Data section Start Marker

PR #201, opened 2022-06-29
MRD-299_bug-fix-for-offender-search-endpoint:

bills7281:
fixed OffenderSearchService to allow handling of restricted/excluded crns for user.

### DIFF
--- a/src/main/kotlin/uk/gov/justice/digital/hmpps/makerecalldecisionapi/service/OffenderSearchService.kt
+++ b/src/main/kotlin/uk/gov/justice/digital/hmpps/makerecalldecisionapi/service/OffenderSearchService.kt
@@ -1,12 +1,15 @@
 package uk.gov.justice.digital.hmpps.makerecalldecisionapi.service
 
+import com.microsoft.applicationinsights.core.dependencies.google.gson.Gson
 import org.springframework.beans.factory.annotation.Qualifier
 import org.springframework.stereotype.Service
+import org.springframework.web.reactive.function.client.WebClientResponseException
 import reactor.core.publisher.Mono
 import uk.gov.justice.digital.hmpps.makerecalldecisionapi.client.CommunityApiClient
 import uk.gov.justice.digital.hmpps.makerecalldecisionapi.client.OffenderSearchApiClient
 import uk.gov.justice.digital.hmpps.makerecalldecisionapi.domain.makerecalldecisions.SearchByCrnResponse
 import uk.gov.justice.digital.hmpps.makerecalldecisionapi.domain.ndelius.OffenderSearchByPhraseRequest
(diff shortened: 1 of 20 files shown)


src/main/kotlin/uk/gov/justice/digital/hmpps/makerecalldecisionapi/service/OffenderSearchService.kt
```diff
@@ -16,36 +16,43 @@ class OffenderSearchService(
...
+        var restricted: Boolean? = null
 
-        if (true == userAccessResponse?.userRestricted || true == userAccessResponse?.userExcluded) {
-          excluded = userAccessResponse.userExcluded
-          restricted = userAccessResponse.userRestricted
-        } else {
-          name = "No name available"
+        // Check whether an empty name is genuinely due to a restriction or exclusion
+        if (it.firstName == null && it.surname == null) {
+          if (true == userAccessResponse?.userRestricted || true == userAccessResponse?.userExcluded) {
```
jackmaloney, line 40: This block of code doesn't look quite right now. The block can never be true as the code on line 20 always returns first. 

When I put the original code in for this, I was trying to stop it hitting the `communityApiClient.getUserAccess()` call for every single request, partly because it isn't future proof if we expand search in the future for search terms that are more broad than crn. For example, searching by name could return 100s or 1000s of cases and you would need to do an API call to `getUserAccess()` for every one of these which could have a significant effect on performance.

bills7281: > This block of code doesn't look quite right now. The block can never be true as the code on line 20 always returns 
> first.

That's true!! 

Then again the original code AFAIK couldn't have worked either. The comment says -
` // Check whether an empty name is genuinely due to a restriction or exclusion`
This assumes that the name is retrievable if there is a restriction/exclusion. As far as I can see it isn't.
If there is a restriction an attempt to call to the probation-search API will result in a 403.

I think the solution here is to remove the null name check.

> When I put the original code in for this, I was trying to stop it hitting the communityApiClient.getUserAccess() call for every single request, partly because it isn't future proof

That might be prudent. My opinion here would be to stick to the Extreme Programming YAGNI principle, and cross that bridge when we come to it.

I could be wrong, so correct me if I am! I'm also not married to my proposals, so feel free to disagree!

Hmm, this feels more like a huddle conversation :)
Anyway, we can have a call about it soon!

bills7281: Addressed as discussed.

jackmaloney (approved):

Data section End Marker
Data section Start Marker

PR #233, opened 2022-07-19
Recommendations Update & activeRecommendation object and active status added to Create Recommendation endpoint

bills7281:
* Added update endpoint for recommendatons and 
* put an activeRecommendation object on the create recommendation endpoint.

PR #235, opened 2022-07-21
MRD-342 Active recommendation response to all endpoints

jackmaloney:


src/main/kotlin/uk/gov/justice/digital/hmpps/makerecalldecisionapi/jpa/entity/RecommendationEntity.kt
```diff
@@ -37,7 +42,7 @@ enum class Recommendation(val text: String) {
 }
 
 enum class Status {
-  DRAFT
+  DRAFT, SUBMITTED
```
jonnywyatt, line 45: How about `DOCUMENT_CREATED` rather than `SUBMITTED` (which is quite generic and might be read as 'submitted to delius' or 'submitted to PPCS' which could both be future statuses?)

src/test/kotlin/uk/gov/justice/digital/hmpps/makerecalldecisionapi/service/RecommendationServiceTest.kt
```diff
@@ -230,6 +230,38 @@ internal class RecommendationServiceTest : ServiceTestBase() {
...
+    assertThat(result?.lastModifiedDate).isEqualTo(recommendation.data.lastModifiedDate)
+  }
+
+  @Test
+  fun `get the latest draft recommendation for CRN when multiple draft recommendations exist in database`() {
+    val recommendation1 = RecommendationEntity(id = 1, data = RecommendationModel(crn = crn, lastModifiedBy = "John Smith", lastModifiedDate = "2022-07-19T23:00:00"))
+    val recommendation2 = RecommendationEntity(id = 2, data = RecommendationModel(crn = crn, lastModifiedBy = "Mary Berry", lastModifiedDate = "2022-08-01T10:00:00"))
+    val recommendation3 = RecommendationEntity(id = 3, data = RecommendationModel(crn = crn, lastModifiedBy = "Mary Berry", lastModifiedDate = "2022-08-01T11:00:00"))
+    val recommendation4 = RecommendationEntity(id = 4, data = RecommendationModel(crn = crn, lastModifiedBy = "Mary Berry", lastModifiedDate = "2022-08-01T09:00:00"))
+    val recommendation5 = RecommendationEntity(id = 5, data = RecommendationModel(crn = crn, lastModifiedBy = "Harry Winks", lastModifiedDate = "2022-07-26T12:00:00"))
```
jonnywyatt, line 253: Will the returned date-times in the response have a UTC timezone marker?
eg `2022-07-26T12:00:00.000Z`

Data section End Marker

§ Problem statement
Scan the data above and state how many of its lines contain the string "which", with no other content.

§ Answer space
2